Tyrosine-sulfated V2 peptides inhibit HIV-1 infection via coreceptor mimicry

• Tyrosine-sulfated peptides derived from the V2 domain of HIV-1 gp120 mimic the N-terminal domain of the CCR5 coreceptor.
• Tyrosine-sulfated V2 peptides are potent and broad-spectrum inhibitors of HIV-1 infection.Understanding how HIV-1 protects its outer envelope from the immune system may help devise effective strategies for treatment and vaccine. We derived synthetic peptides from the V2 loop of the external HIV-1 envelope glycoprotein, gp120, which contains sulfate-modified tyrosines that contribute to maintaining the envelope in an antibody-protected configuration. We found that these peptides mimic the structure and function of CCR5, a key cellular coreceptor for HIV-1, interacting with and occluding a major CCR5-binding site in gp120. Tyrosine-sulfated V2 peptides potently block HIV-1 entry and may serve as templates for the design of new antiviral inhibitors.

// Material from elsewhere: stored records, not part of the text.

PR #3890, opened 2024-05-30
Refactor last updated deduping after UTC change

SergeyGaluzo:
Addresses https://microsofthealth.visualstudio.com/Health/_workitems/edit/120854/

### DIFF
--- a/test/Microsoft.Health.Fhir.Shared.Tests.E2E/Rest/Import/ImportTests.cs
+++ b/test/Microsoft.Health.Fhir.Shared.Tests.E2E/Rest/Import/ImportTests.cs
@@ -205,9 +205,9 @@ IF (SELECT count(*) FROM EventLog WHERE Process = 'MergeResourcesCommitTransacti
             request = CreateImportRequest(location, ImportMode.IncrementalLoad, false);
             await ImportCheckAsync(request, null, 0); // reported loaded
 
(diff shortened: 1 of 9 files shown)


test/Microsoft.Health.Fhir.Shared.Tests.E2E/Rest/Import/ImportTests.cs
```diff
@@ -276,7 +276,7 @@ public async Task GivenIncrementalLoad_MultipleImportsWithSameLastUpdatedAndImpl
             ndJson = CreateTestPatient(id, baseDate.AddYears(-1));
             location = (await ImportTestHelper.UploadFileAsync(ndJson, _fixture.StorageAccount)).location;
             request = CreateImportRequest(location, ImportMode.IncrementalLoad, false, true);
-            await ImportCheckAsync(request, null, 1);
+            await ImportCheckAsync(request, null, 0);
```
LTA-Thinking, line 279: So this is now considered a duplicate (and thus not an error)?

SergeyGaluzo: The logic was faulty. Now when code sees input data that is identical to prior loaded (key is last updated only, as there is no version) it considers it already loaded, so no errors.

LTA-Thinking (approved):

PR #3894, opened 2024-06-03
Reflect current code state for $import in the doc

SergeyGaluzo:
Several corrections/clarifications

### DIFF
--- a/docs/BulkImport.md
+++ b/docs/BulkImport.md
@@ -10,7 +10,7 @@ The Bulk import feature enables importing FHIR data in the NDJSON format to the 
 ## Prerequisites
 
 * NDJSON FHIR data to be imported.
-* You may have multiple NDJSON files per resource type.
+* You may have multiple NDJSON files.
 
 ### Current limitations
 
--- a/docs/BulkImport.md
+++ b/docs/BulkImport.md
@@ -10,7 +10,7 @@ The Bulk import feature enables importing FHIR data in the NDJSON format to the 
 ## Prerequisites
 
 * NDJSON FHIR data to be imported.
-* You may have multiple NDJSON files.
+* You may have multiple NDJSON files in single import. There is a soft limit on maximum number of files, it exceeds 10000.
 
 ### Current limitations
 
--- a/docs/BulkImport.md
+++ b/docs/BulkImport.md
@@ -320,7 +320,8 @@ Below are some errors you may encounter:
 1. Deploy the FHIR server, SQL Server database, and the storage account in the same region to avoid data movement across regions.
 1. The optimal NDJSON file size for import is >=50MB (or >=20K resources, no upper limit). Consider combining smaller files together.
 1. For optimal performance total size of files in single import should be large (>=100GB or >=100M resources, no upper limit). 
-1. Though multiple parallel imports are supported, best performance can be achieved for single import with the same payload as in multiple parallel imports. There is no limit on number of files in single import (tested with 50K files). 
+1. Though multiple parallel imports are supported, best performance can be achieved for single import with the same payload as in multiple parallel imports.
+1. There is no limit on number of files in single import (tested with 50K files). Small number of files (up to single file) is preferred. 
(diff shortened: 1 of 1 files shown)


docs/BulkImport.md
```diff
@@ -3,7 +3,7 @@
 There are two modes of $import supported today-
 
 1. Initial mode is intended to load FHIR resources into an empty FHIR server. Initial mode only supports CREATE operations and, when enabled, blocks API writes to the FHIR server.
-1. Incremental mode is optimized to load data into FHIR server periodically and doesn't block writes via API. It also allows you to load lastUpdated and versionId from resource Meta (if present in resource JSON).
+1. Incremental mode is optimized to load data into FHIR server periodically and doesn't block writes via API. It also allows you to load lastUpdated, or both lastUpdated and versionId, from resource Meta (if present in resource JSON). There are no performance differences between incremental and initial modes.
```
EXPEkesheth, line 7: Xoriant in their run identified performance difference. Lets double click offline

docs/BulkImport.md
```diff
@@ -15,8 +15,8 @@ The Bulk import feature enables importing FHIR data in the NDJSON format to the
 
 ### Current limitations
 
-* Conditional references in resources are not supported for initial mode import.
-* If multiple resources share the same resource ID, then only one of those resources will be imported at random and an error will be logged corresponding to the remaining resources sharing the ID.
+* In initial mode, resources with conditional references will be logged as errors. In incremental mode, resources with conditional references will be loaded but references will not be resolved.
+* If multiple resources share the same resource ID, in initial mode, only one of those resources will be imported at random and an error will be logged corresponding to the remaining resources sharing the ID. In incremental mode, if lastUpdated is not provided, behavior is the same as in the initial. If lastUpdated is provided, then resource versions are deduplicated by lastUpdated, and only duplicates are reported as errors, the rest is loaded.
```
EXPEkesheth, line 19: If lastUpdated is provided, then resource versions are deduplicated by lastUpdated, and only duplicates are reported as errors, the rest is loaded. --- is this true with allowed version flag ? In case there are multiple resources with same version id and different lastUpdated, then error will be reported?

SergeyGaluzo: 1. This is "universally" true irrespective of allow negative versions flag.
2. If there are multiple records for the same resource with different lastUpdated and the same version, then version conflict will be reported.

docs/BulkImport.md
SergeyGaluzo: In my tests on hospital data with ~1B resources performed on correctly scaled FHIR server and database I saw zero performance differences. This is as expected, because slight differences in compute on FHIR server related to processing modes do not change the database t-log bottleneck, and this bottleneck identifies the performance of import.

docs/BulkImport.md
EXPEkesheth: For statement "In incremental mode, if lastUpdated is not provided, behavior is the same as in the initial."  -  Initial mode import creates resources and not updates. So if lastUpdated is not provided but incremental version ids are provided, then the resource is updated.  

Should we update the statement?

EXPEkesheth: "If there are multiple records for the same resource with different lastUpdated and the same version, then version conflict will be reported." - Version conflict will be reported on the randomly selected resource ?

SergeyGaluzo: The answer is "not predictable" record. The reason is that answer is dependent on order of processing across batches, and only in a single batch any order can be guaranteed.

SergeyGaluzo: > For statement "In incremental mode, if lastUpdated is not provided, behavior is the same as in the initial." - Initial mode import creates resources and not updates. So if lastUpdated is not provided but incremental version ids are provided, then the resource is updated.
> 
> Should we update the statement?

Input versions are ignored if lastUpdated is not provided. This has existed since day one for incremental mode. There is no need to update the statement.

EXPEkesheth (approved):

PR #3900, opened 2024-06-05
Allow datetime values to be treated as strings

rogordon01:
Currently, default Newtonsoft JsonSerialization settings are used when performing Json deserialization. This impacts datetime values, as the default behavior is to convert them into .Net `DateTime` objects. This causes unwanted formatting issues and leads to loss of TimeZone information on the converted data. 

This PR allows end users to instruct Newtonsoft to simply treat dates as strings during deserialization. This allows the datetime information to be preserved as-is. They can then be assured that any filters are applied on the original value, and not a value modified by Newtownsoft. 

End users must opt-in to this new behavior by specifying a new Parameter.

Current behavior:
image

When enabled:
image

## Description

## Related issues
Addresses [AB#120779](https://microsofthealth.visualstudio.com/Health/_workitems/edit/120779).

## Testing

## FHIR Team Checklist


ChaChaChaChami (approved):
Makes sense.

src/Microsoft.Health.Fhir.Shared.Core.UnitTests/Features/Operations/ConvertData/ConvertDataEngineTests.cs
```diff
@@ -92,7 +93,7 @@ public async Task GivenCcdaConvertDataRequest_WithADefaultTemplates_CorrectResul
         public async Task GivenJsonConvertDataRequest_WithADefaultTemplates_CorrectResultShouldReturn()
         {
             var convertDataEngine = GetDefaultEngine();
-            var request = GetJsonRequestWithDefaultTemplates();
+            var request = GetJsonRequestWithDefaultTemplates(true);
```
pallar-ms, line 96: nit: add param name for values passed as is.

src/Microsoft.Health.Fhir.Shared.Api/Controllers/ConvertDataController.cs
```diff
@@ -76,6 +78,7 @@ public async Task<IActionResult> ConvertData([FromBody] Parameters inputParams)
             string inputData = ReadStringParameter(inputParams, ConvertDataProperties.InputData);
             string templateCollectionReference = ReadStringParameter(inputParams, ConvertDataProperties.TemplateCollectionReference);
             string rootTemplate = ReadStringParameter(inputParams, ConvertDataProperties.RootTemplate);
+            bool treatDatesAsStrings = ReadBoolParameter(inputParams, ConvertDataProperties.JsonDeserializationTreatDatesAsStrings);
```
pallar-ms, line 81: Just to confirm, this won't error if the request doesn't have this param present?

src/Microsoft.Health.Fhir.Shared.Api/Controllers/ConvertDataController.cs
```diff
@@ -180,6 +189,7 @@ private static HashSet<string> GetSupportedParams()
                 ConvertDataProperties.InputDataType,
                 ConvertDataProperties.TemplateCollectionReference,
                 ConvertDataProperties.RootTemplate,
+                ConvertDataProperties.JsonDeserializationTreatDatesAsStrings,
```
pallar-ms, line 192: By adding it in the supported param list, upon validation of params we are enforcing this parameter is provided in the request, right? Is that intended or can this simply not be provided in the request and default if so. If it is the former, I suppose we will need an api version update.

rogordon01: The supported param list contains all of the params that this controller works with. So if a parameter provided by the end user doesn't exist within this list then the user will get an error. It doesn't enforce that these params need to _exist_, though. The various `ReadXXXParameter` method seem to do that.  

As you've stated, I've opted to allow a default value to be used if one isn't provided. I added a new `ReadBoolParameter` which will return `false` if the parameter is not present.

pallar-ms (dismissed):

src/Microsoft.Health.Fhir.Core/Data/OperationDefinition/convert-data.json
```diff
@@ -43,6 +43,14 @@
             "max": "1",
             "documentation": "The root template to use while transforming the data. Supported default values - `ADT_A01`, `OML_O21`, `ORU_R01`, `VXU_V04` for input data type `Hl7v2`, `CCD`, `ConsultationNote`, `DischargeSummary`, `HistoryandPhysical`, `OperativeNote`, `ProcedureNote`, `ProgressNote`, `ReferralNote`, `TransferSummary` for input data type `Ccda`, `ExamplePatient`, `Stu3ChargeItem` for data type `Json`, and use resource name as root template for `Fhir`",
             "type": "string"
+        },
+        {
+            "name": "jsonDeserializationTreatDatesAsStrings",
+            "use": "in",
+            "min": 1,
```
LTA-Thinking, line 50: Since this isn't a required field the min should be 0.

rogordon01: Done

LTA-Thinking (approved):

Issue #3920, opened 2024-06-14
When searching with _security:not , deleted resources are included in the search results.


klimkjar:
**Describe the bug**
When the _security:not search parameter is specified in a search operation, IDs for soft-deleted resources are included in the search results. I've reproduced the behaviour with a fresh install of version 4.0.160 , but it appears at least as far back as in version 3.4.124 .

**FHIR Version?**
R4

**Data provider?**
SQL Server

**To Reproduce**
1. POST a Patient resource to the fhir-server instance. The contents are not important, for repro purposes even an empty Patient resource is enough.
2. DELETE the resource that was created in step 1.
3. SEARCH for resources using the `_security:not` parameter, for instance `/Patient?_security:not=V` . It needs to be a generic search, if the ID for the resource is specified with `_id=...` the behaviour does not appear, but adding `_lastUpdated=...` to limit the results if testing on a server with lots of existing data works.

**Expected behavior**
The deleted resource does not appear in the list of results.

**Actual behavior**
The deleted resource appears in the list as an empty resource (containing only the id and meta.lastUpdated fields).

feordin:
Thank you for the bug report.  I have also been able to repro the issue and confirmed it.  We'll get it on the list to fix.

EXPEkesheth:
@feordin - can this be closed?

feordin:
Yes, this is resolved.

PR #3925, opened 2024-06-14
Add IsDeleted check in search queries

feordin:
## Description
We do not have a check for resources being in the deleted state on search queries.  This can result in deleted resources being returned in result sets under some conditions.

## Related issues
Addresses [issue #3920].  DevOps [issue [AB#121553](https://microsofthealth.visualstudio.com/f8da5110-49b1-4e9f-9022-2f58b6124ff9/_workitems/edit/121553)]

## Testing
New E2E test added.

## FHIR Team Checklist

### DIFF
--- a/test/Microsoft.Health.Fhir.Shared.Tests.E2E/Rest/DeleteTests.cs
+++ b/test/Microsoft.Health.Fhir.Shared.Tests.E2E/Rest/DeleteTests.cs
@@ -76,12 +76,12 @@ namespace Microsoft.Health.Fhir.Tests.E2E.Rest
         [Fact]
         public async Task GivenADeletedResource_WhenSearchWithNotModifier_ThenDeletedResourcesShouldNotBeReturned()
         {
-            using FhirResponse<Flag> response = await _client.CreateAsync(Samples.GetJsonSample("Flag").ToPoco<Flag>());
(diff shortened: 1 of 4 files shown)


test/Microsoft.Health.Fhir.Shared.Tests.E2E/Rest/DeleteTests.cs
```diff
@@ -73,6 +73,19 @@ async Task<FhirClientException> ExecuteAndValidateGoneStatus(Func<Task> action)
             }
         }
 
+        [Fact]
+        public async Task GivenADeletedResource_WhenSearchWithNotModifier_ThenDeletedResourcesShouldNotBeReturned()
```
LTA-Thinking, line 77: Is there a way to write this test using tags? I don't like relying on us never using the Flag resource type in the future, it looks like it could cause hard to debug failures down the road.

LTA-Thinking (approved):

test/Microsoft.Health.Fhir.Shared.Tests.E2E/Rest/DeleteTests.cs
feordin: I did think about that, but I can't use the tag value later to search, because the resources will be deleted, and the tags should also be deleted at that point.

Tyrosine sulfation is a post-translational modification that facilitates protein-protein interaction. Two sulfated tyrosines (Tys173 and Tys177) were recently identified within the second variable (V2) loop of the major HIV-1 envelope glycoprotein, gp120, and shown to contribute to stabilizing the intramolecular interaction between V2 and the third variable (V3) loop. Here, we report that tyrosine-sulfated peptides derived from V2 act as structural and functional mimics of the CCR5 N-terminus and potently block HIV-1 infection. Nuclear magnetic and surface plasmon resonance analyses indicate that a tyrosine-sulfated V2 peptide (pV2α-Tys) adopts a CCR5-like helical conformation and directly interacts with gp120 in a CD4-dependent fashion, competing with a CCR5 N-terminal peptide. Sulfated V2 mimics, but not their non-sulfated counterparts, inhibit HIV-1 entry and fusion by preventing coreceptor utilization, with the highly conserved C-terminal sulfotyrosine, Tys177, playing a dominant role. Unlike CCR5 N-terminal peptides, V2 mimics inhibit a broad range of HIV-1 strains irrespective of their coreceptor tropism, highlighting the overall structural conservation of the coreceptor-binding site in gp120. These results document the use of receptor mimicry by a retrovirus to occlude a key neutralization target site and provide leads for the design of therapeutic strategies against HIV-1.